What the task requires: Only the lines below starting at the one containing "Fix error status parsing" and ending at the one containing "When processing an" belong in the answer, each copied exactly.

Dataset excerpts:
------------------------------------------------

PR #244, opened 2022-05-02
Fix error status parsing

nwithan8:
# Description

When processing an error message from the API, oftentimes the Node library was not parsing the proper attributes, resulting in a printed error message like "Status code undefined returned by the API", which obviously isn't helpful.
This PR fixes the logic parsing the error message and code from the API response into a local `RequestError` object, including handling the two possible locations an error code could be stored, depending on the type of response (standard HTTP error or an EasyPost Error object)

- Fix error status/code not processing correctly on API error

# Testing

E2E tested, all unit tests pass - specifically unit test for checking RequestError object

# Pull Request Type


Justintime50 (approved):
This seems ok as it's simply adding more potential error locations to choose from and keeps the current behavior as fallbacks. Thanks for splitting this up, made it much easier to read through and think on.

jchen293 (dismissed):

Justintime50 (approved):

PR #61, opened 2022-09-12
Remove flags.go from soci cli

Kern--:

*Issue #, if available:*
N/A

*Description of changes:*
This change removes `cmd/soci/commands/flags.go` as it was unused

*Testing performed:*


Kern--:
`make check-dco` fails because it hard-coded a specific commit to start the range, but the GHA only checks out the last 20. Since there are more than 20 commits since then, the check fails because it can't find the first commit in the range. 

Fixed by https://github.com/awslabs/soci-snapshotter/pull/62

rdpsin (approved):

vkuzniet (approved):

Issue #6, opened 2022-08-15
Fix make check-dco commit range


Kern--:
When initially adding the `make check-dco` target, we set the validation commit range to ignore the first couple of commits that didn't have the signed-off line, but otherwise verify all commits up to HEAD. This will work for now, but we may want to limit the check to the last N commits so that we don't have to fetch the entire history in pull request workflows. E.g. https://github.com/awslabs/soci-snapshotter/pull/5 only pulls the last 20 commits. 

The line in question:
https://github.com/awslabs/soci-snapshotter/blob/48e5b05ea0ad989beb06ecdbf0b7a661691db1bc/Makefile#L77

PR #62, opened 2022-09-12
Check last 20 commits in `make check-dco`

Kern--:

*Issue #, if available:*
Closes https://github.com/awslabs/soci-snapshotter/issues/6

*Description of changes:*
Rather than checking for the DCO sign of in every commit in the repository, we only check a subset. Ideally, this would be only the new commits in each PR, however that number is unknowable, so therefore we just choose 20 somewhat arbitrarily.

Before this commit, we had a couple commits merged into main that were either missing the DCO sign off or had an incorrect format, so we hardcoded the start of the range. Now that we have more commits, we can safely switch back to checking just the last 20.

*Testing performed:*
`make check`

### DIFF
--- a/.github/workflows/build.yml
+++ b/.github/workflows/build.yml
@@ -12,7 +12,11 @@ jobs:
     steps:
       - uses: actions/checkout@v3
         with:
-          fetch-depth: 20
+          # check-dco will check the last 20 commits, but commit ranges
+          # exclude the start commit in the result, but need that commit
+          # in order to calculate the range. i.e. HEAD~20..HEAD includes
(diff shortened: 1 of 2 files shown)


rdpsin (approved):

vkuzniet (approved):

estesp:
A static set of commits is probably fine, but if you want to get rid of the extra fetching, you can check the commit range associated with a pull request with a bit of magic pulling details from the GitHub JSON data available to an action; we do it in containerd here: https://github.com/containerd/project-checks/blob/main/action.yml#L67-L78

------------------------------------------------

Written response:
Fix error status parsing

nwithan8:
# Description

When processing an error message from the API, oftentimes the Node library was not parsing the proper attributes, resulting in a printed error message like "Status code undefined returned by the API", which obviously isn't helpful.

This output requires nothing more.